- **Raw data**:
PR #438, opened 2019-02-26
clubhouse: Clip close button near the right side

danigm:
When there's an external monitor on the right side we need to clip the
clubhouse close button to avoid this button to be visible outside the
main monitor.

This patch clips the button on every movement so it'll be full visible
when it's full inside the monitor and clipped to the monitor with when
it's at the edge.

### DIFF
--- a/js/ui/components/clubhouse.js
+++ b/js/ui/components/clubhouse.js
@@ -769,6 +769,18 @@ var ClubhouseButtonManager = new Lang.Class({
         let clubhouseWindowX = getClubhouseWindowTracker().getWindowX();
         if (clubhouseWindowX != -1)
             this._closeButton.x = clubhouseWindowX - this._closeButton.width / 2;
+
+        // To avoid this button appearing in a possible right monitor during
+        // the animation we need to clip it to adjust to the monitor width
+        let monitor = Main.layoutManager.primaryMonitor;
+        if (!monitor)
+            return;
+        let buttonEdge = this._closeButton.x + this._closeButton.width;
+        let monitorEdge = monitor.x + monitor.width;
+        let offset =  buttonEdge - monitorEdge;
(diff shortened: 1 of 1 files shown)


js/ui/components/clubhouse.js
```diff
@@ -769,6 +769,18 @@ var ClubhouseButtonManager = new Lang.Class({
...
+
+        // To avoid this button appearing in a possible right monitor during
+        // the animation we need to clip it to adjust to the monitor width
+        let monitor = Main.layoutManager.primaryMonitor;
+        if (!monitor)
+            return;
+        let button_edge = this._closeButton.x + this._closeButton.width;
+        let monitor_edge = monitor.x + monitor.width;
+        let offset =  button_edge - monitor_edge;
+        offset = offset > 0 ? offset : 0;
```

- **Exercise prompt**: Take the records shown above and output them again exactly.

- **Output for this task**:
PR #438, opened 2019-02-26
clubhouse: Clip close button near the right side

danigm:
When there's an external monitor on the right side we need to clip the
clubhouse close button to avoid this button to be visible outside the
main monitor.

This patch clips the button on every movement so it'll be full visible
when it's full inside the monitor and clipped to the monitor with when
it's at the edge.

### DIFF
--- a/js/ui/components/clubhouse.js
+++ b/js/ui/components/clubhouse.js
@@ -769,6 +769,18 @@ var ClubhouseButtonManager = new Lang.Class({
         let clubhouseWindowX = getClubhouseWindowTracker().getWindowX();
         if (clubhouseWindowX != -1)
             this._closeButton.x = clubhouseWindowX - this._closeButton.width / 2;
+
+        // To avoid this button appearing in a possible right monitor during
+        // the animation we need to clip it to adjust to the monitor width
+        let monitor = Main.layoutManager.primaryMonitor;
+        if (!monitor)
+            return;
+        let buttonEdge = this._closeButton.x + this._closeButton.width;
+        let monitorEdge = monitor.x + monitor.width;
+        let offset =  buttonEdge - monitorEdge;
(diff shortened: 1 of 1 files shown)


js/ui/components/clubhouse.js
```diff
@@ -769,6 +769,18 @@ var ClubhouseButtonManager = new Lang.Class({
...
+
+        // To avoid this button appearing in a possible right monitor during
+        // the animation we need to clip it to adjust to the monitor width
+        let monitor = Main.layoutManager.primaryMonitor;
+        if (!monitor)
+            return;
+        let button_edge = this._closeButton.x + this._closeButton.width;
+        let monitor_edge = monitor.x + monitor.width;
+        let offset =  button_edge - monitor_edge;
+        offset = offset > 0 ? offset : 0;
```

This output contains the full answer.